PR #137, opened 2018-02-07
Add #count

maiha:
I need `count` anyway 😄 

```crystal
  adapter mysql
  primary id : Int32
end
```

```
% amber exec User.count
491_i64
Exec
```

Best regards,


spec/granite_orm/querying/count_spec.cr
```diff
@@ -0,0 +1,22 @@
...
+
+    it "returns a number of the all records for the model" do
+      2.times do |i|
+        {{ model_constant }}.new(name: "model_#{i}").tap(&.save)
+      end
+
+      count = {{ model_constant }}.count
+      count.should eq 2
+    end
+  end
```
robacarp: ❤️ this spec, thanks @maiha

src/granite_orm/querying.cr
```diff
@@ -92,6 +92,11 @@ module Granite::ORM::Querying
     end
   end
 
+  # count returns a count of all the records
+  def count : Int64
```
robacarp: No objection here but why did you choose `Int64`?

maiha: I was thinking about handling large tables like 10 billion data.

However, in this case, special queries such as `CAST AS BIGINT` may be required. In fact, there are no rare cases beyond `Int32` at this moment.

So I'd like to modify it to use `Int32`. Thought?

robacarp: I have no preference. I think Postgres might return a different type depending on how much data comes back, so that may be an issue.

━━━━━━━━━━

▶ Task to complete:
Reproduce the listing above in its entirety, unchanged.

▶ Written reply:
PR #137, opened 2018-02-07
Add #count

maiha:
I need `count` anyway 😄 

```crystal
  adapter mysql
  primary id : Int32
end
```

```
% amber exec User.count
491_i64
Exec
```

Best regards,


spec/granite_orm/querying/count_spec.cr
```diff
@@ -0,0 +1,22 @@
...
+
+    it "returns a number of the all records for the model" do
+      2.times do |i|
+        {{ model_constant }}.new(name: "model_#{i}").tap(&.save)
+      end
+
+      count = {{ model_constant }}.count
+      count.should eq 2
+    end
+  end
```
robacarp: ❤️ this spec, thanks @maiha

src/granite_orm/querying.cr
```diff
@@ -92,6 +92,11 @@ module Granite::ORM::Querying
     end
   end
 
+  # count returns a count of all the records
+  def count : Int64
```
robacarp: No objection here but why did you choose `Int64`?

maiha: I was thinking about handling large tables like 10 billion data.

However, in this case, special queries such as `CAST AS BIGINT` may be required. In fact, there are no rare cases beyond `Int32` at this moment.

So I'd like to modify it to use `Int32`. Thought?

robacarp: I have no preference. I think Postgres might return a different type depending on how much data comes back, so that may be an issue.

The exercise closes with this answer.